Of late, banks have structured their loans to fit the asset-backed securities, or ABS, market, where the loans are sold by issuing banks to investors such as pension funds, insurance companies, or hedge funds. This process, known as securitization, means that while you may obtain your student loan through your bank, by the time of your first mid-term exam the loan has been packaged together with similar loans and sold to nameless, faceless pools of investors.

National banks had a distinct advantage over the community banks, since their high loan volume was enough to attract the attention of Wall Street firms interested in structuring student loan backed securitizations. Unable to compete for the attention of the securitization architects, many of the smaller banks ceased offering student loan products, and national banks dominated.

This market concentration was not a point of concern until the investors in student loan securities, many of whom invest in mortgage-backed securities, were caught up in the subprime lending downturn and effectively shuttered the market. The government has stepped in to provide liquidity for federal student loan programs, but with the average annual cost at $13,000 for an in-state university and $32,000 for a private college, there remains a sizable gap between what federal loans provide ($3,500 to $5,500 per year) and the true cost of an education.

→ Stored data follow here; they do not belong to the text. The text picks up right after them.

PR #415, opened 2024-03-26
Fix issues causing multiple autosaves on generation

shueja:
These issues also caused file corruption or trajectoryStale=false not being saved.


Awesomeplayer165 (approved):
lgtm

calcmogul (approved):

PR #419, opened 2024-03-27
Feature: Path Gradient

Awesomeplayer165:
A selectable path gradient:
1. None (what we have been using so far)
2. Velocity (default, what's most intuitive)
3. Progress (color indicating how far into the trajectory. green=start)
4. Centripetal (
5. Acceleration
6. Dt


Awesomeplayer165:
image

Awesomeplayer165:
Added menu.

Gold872:
I think the gradient colors for velocity should be swapped, it makes more sense to have it be green when it's slower since green is generally an indicator for something being small

shueja:
> I think the gradient colors for velocity should be swapped, it makes more sense to have it be green when it's slower since green is generally an indicator for something being small
> 
> Having additional gradients for angular velocity/acceleration could also be helpful in some scenarios

Counterpoint: red means slow on GPS apps.

Awesomeplayer165:
Changes agreed upon from discord:
adding segments, removing centripetal, and adding a description

src/components/config/robotconfig/PathGradient.tsx
```diff
@@ -0,0 +1,104 @@
...
+    function: PathGradientFunctions.progress
+  },
+  Acceleration: {
+    name: "Acceleration",
+    description: "Faster robot acceleration is expressed as green.",
+    function: PathGradientFunctions.acceleration
+  },
+  IntervalDt: {
+    name: "IntervalDt",
+    description: "Distance between intervals. Shorter is expressed as green.",
```
shueja, line 101: “Shorter time difference between intervals is shown as green”

I would prefer “shown” instead of “expressed” for all of these.

shueja (changes requested):
One thing about tooltips is all I can find from my phone.

Awesomeplayer165:
One thing I found from my phone is the descriptions should be rendered as tooltips.

Awesomeplayer165:
Added path segment functionality. made menu and toolbar nicer to interact with.

Awesomeplayer165:
Make color generation work for any path length by oscilating of i between 0 and 1 scaled by 360. The first segment will always be red since 0 is red on hsl scale

shueja (approved):

Awesomeplayer165:
Add angular velocity gradient

src/components/config/robotconfig/PathGradient.tsx
```diff
@@ -0,0 +1,162 @@
...
+  }
+
+  static angularVelocity(
+    point: SavedTrajectorySample,
+    i: number,
+    arr: SavedTrajectorySample[],
+    documentModel: IStateStore
+  ) {
+    const colorValue = Math.abs(
+      Math.sin(point.angularVelocity / 0.00000000001) * 40
```
calcmogul, line 91: This seems like a hack.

Many large banks never intended to hold the student loans for any period of time; they were generating these loans with the explicit intent of selling them off as part of an asset-backed security. But, with the collapse of the credit market in mid-2007, there is no secondary market for these loans. Faced with the prospect of holding these loans for a significant period of time, the banks decided that it was best to curtail student lending until liquidity returns to the market and they can sell the loans once again.

Here lies the opportunity for community banks. Community banks pride themselves in knowing their customers, their needs, and their dreams. A scan of their websites will reveal many loan options: car loans, boat loans, RV loans, vacation loans, pool loans, wedding loans - even snowmobile loans. While these loans serve a purpose, what better way to serve their community than for a local bank to help its neighbors pay for college?

Community banks are in a position to know and understand their clientele much better than the investment houses and pension funds that fueled the student loan securitizations. They can provide a financing solution to an underserved population of parents and students, and since these banks know their customers, their loans can be based upon the credit risk of the borrower, not the risk of the securitization marketplace.

Although there has been concern about college graduates who are over-burdened by student loans, it is vital that lenders provide access to "underleveraged" students who are not able to maximize their potential because the only loans available cover a fraction of the actual cost of college. Excessive student indebtedness is serious, but most financial experts consider student loans to be "good" debt since it is used to fund an investment that creates value over time: Holders of a bachelor's degree earn over 60 percent more than those with just a high school diploma.

Yet it is often easier for a consumer to get a lender to support bad debt, which is used to purchase items that have no return, than it is to acquire rational, useful, boring good debt. If the societal good done in helping create new college graduates is not enough, the banks should consider that a better educated populace will be in a stronger position to pay back its snowmobile loans.

Douglas C. Stebbins is a managing director of Consensus Advisors, an investment banking and financial advisory services firm based in Boston.